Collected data
· · · · ·

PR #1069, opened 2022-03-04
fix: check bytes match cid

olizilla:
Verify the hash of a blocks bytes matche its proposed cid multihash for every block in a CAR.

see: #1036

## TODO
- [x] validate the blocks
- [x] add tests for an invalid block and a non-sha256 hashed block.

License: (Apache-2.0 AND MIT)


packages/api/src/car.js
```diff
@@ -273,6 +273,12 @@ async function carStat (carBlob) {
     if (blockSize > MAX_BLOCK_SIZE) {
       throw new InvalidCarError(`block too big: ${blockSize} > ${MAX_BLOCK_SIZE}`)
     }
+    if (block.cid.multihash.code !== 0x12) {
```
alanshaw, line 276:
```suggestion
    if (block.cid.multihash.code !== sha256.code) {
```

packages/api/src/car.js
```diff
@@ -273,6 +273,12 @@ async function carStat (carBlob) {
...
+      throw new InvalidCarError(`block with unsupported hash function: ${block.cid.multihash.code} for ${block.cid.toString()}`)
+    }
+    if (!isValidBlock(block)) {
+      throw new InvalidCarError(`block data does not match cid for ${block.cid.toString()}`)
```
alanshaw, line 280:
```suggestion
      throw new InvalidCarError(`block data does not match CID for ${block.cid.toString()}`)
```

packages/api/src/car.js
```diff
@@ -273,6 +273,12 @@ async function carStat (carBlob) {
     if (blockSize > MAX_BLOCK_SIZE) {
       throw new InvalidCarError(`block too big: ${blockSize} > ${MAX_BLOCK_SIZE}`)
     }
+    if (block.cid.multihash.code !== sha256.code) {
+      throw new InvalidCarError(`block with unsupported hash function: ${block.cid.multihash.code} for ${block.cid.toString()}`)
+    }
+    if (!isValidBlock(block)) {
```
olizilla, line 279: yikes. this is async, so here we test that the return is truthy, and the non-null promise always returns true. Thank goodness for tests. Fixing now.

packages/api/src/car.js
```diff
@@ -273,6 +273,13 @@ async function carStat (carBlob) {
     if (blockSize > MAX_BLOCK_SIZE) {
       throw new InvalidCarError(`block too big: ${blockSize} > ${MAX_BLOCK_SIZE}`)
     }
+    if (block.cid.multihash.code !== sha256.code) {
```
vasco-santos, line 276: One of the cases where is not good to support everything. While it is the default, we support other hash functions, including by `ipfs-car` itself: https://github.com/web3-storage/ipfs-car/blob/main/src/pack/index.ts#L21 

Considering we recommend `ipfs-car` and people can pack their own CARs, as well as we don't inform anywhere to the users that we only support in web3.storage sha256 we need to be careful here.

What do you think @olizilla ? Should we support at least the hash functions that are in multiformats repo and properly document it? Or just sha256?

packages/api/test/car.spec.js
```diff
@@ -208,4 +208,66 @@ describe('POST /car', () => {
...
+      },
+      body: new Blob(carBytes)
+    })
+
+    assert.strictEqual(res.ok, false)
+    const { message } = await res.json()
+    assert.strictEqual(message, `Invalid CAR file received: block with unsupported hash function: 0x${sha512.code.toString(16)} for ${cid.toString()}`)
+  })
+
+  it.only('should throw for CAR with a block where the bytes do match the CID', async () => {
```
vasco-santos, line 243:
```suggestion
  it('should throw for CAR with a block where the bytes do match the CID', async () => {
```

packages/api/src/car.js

· · · · ·

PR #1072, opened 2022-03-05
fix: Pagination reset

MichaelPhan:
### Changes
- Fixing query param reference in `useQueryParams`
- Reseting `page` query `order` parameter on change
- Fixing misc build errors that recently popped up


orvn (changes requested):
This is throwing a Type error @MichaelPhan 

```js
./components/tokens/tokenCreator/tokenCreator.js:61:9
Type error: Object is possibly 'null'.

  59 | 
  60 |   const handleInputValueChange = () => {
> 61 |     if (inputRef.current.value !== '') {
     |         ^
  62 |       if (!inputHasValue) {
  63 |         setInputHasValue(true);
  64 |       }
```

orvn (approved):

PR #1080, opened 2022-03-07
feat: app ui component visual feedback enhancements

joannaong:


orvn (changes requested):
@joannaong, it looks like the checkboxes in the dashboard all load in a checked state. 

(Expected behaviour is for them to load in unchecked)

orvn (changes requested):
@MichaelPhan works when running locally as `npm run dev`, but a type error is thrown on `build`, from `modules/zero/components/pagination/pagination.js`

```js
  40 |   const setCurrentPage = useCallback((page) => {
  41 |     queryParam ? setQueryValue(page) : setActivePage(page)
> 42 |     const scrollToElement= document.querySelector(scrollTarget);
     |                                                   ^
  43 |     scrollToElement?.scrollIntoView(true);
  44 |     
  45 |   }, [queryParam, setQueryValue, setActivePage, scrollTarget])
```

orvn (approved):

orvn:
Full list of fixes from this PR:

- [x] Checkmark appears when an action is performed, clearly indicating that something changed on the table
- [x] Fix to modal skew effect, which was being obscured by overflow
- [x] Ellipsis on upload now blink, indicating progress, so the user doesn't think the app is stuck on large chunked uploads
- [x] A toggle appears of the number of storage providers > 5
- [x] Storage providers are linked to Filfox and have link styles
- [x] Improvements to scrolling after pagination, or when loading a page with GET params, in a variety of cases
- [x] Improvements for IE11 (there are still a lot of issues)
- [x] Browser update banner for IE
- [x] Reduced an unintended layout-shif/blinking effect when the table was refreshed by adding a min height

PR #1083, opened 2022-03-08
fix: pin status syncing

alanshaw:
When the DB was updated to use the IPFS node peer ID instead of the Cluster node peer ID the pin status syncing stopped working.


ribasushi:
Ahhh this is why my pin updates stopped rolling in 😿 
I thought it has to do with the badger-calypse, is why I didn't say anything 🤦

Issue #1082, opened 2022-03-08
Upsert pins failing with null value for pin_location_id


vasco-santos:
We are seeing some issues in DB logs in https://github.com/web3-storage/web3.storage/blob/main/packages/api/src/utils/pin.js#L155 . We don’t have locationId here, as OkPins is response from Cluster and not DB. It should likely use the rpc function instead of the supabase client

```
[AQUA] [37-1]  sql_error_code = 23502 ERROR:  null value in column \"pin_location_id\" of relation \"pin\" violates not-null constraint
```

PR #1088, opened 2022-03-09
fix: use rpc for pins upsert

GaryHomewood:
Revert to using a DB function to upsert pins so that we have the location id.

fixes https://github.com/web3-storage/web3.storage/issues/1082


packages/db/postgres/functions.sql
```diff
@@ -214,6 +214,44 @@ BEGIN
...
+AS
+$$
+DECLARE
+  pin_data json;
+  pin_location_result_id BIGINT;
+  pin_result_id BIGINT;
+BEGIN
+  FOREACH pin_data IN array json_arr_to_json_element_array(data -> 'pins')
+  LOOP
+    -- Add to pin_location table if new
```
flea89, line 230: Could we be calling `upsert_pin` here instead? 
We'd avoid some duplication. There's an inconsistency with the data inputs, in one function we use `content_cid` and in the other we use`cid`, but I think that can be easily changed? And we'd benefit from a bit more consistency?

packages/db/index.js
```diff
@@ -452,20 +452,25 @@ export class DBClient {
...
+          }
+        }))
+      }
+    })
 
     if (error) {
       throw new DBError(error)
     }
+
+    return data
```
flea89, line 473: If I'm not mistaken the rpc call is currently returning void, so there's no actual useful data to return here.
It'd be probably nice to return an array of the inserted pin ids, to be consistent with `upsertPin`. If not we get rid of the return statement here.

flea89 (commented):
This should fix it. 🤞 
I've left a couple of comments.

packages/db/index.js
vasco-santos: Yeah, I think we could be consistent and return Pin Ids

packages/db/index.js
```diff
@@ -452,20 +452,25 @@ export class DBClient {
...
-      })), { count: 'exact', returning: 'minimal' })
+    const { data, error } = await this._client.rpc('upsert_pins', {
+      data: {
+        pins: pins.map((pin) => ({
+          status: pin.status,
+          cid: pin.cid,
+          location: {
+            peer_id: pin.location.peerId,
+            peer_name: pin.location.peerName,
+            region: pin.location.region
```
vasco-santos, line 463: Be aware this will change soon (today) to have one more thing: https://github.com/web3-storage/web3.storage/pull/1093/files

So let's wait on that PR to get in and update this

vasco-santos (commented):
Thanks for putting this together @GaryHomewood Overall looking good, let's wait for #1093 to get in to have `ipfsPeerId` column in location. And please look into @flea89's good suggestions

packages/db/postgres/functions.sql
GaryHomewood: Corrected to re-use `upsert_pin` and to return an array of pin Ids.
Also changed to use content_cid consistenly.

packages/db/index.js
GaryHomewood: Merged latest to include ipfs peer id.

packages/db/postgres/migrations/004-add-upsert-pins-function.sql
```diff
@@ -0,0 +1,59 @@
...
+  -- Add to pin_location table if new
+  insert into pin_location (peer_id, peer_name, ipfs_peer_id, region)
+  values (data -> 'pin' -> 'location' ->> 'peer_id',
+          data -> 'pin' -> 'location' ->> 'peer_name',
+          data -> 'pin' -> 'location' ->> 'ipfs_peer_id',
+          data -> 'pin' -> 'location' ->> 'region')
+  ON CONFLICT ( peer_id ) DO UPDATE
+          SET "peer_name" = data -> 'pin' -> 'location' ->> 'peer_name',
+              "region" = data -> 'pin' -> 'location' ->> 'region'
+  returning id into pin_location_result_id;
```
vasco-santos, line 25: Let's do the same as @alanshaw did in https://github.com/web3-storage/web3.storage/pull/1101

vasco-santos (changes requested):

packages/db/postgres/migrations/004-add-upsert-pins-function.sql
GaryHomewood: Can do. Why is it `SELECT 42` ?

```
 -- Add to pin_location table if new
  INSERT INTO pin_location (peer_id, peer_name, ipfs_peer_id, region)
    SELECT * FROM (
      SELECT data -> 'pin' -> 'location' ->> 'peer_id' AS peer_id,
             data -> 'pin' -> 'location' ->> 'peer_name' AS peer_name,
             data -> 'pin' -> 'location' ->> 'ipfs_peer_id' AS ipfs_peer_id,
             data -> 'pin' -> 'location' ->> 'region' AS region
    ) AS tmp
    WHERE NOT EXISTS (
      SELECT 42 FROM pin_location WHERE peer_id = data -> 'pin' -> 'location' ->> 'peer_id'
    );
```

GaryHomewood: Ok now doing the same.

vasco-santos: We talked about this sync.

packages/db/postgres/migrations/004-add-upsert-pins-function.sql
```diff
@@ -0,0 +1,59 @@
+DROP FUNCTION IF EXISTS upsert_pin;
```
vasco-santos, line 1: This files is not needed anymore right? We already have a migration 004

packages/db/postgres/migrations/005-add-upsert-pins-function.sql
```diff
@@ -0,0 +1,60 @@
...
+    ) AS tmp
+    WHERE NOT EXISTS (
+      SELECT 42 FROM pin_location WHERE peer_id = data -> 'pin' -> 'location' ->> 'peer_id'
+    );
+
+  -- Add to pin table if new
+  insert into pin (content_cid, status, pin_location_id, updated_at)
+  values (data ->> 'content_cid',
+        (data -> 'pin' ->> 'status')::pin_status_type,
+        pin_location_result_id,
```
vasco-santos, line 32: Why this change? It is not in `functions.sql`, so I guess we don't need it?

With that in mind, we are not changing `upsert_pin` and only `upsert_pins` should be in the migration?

· · · · ·

Exercise aim:
Which lines in the data above hold the string "commented"? Return each of them.

Result of this exercise:
flea89 (commented):
vasco-santos (commented):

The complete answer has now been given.